Sie zeigt, daß die Deutschen, wie andere Völker auch, nie „reinrassig“ waren. Das deutsche Volk, so wie es in tausend Jahren zusammenwuchs, setzt sich zu etwa 60 Prozent aus Abkömmlingen germanischer und bis zu 40 Prozent aus Angehörigen slawischer Stämme zusammen.

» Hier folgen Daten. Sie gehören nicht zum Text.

PR #616, opened 2021-09-07
fix(pico): fix local storage is not available

justinwhall:

Wait for pico instance before calling `getInstance()`.

### DIFF
--- a/packages/integrations/components/pico/index.jsx
+++ b/packages/integrations/components/pico/index.jsx
@@ -63,9 +63,10 @@ const Pico = (props) => {
 
   const irvingIsLoading = useLoading();
   const { ready: picoReady } = useSelector(picoLifecycleSelector);
-  const scriptLoaded = window?.Pico?.getInstance()?.scriptLoaded;
   const contentReady = useSelector(picoContentReadySelector);
   const visited = useSelector(picoVisitedSelector);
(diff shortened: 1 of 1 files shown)


packages/integrations/components/pico/index.jsx
```diff
@@ -63,9 +63,10 @@ const Pico = (props) => {
 
   const irvingIsLoading = useLoading();
   const { ready: picoReady } = useSelector(picoLifecycleSelector);
-  const scriptLoaded = window?.Pico?.getInstance()?.scriptLoaded;
   const contentReady = useSelector(picoContentReadySelector);
   const visited = useSelector(picoVisitedSelector);
+  const picoInstance = window?.Pico?.instance || false;
+  const scriptLoaded = picoInstance ? window?.Pico?.getInstance() : false;
```
amyevans, line 69: Does this still need to check for `.scriptLoaded`? Like

```suggestion
  const scriptLoaded = picoInstance ? picoInstance.scriptLoaded : false;
```

amyevans (approved):
✨

packages/integrations/components/pico/index.jsx
justinwhall: Yes. The instance in this case is sale, which was the root issue here.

Diese haben stets auch kleinere oder größere Teile der Nachbarvölker aufgenommen, integriert und assimiliert, an die meist nur noch Familiennamen erinnern. 

Beispiele sind die französischen Hugenotten (Fontane, de Maizière), aber auch Litauer im östlichen Ostpreußen mit meist auf -at oder -eit endenden Namen (Urbschat, Abromeit), die man nach der Vertreibung in ganz Rest-Deutschland findet. Dazu kommen Polen (Namen mit der Endung ski, aber auch andere) sowie Tschechen, Dänen und viele mehr. Sie alle sind schon seit Jahrhunderten assimiliert und fühlen sich zu Recht längst als Deutsche. 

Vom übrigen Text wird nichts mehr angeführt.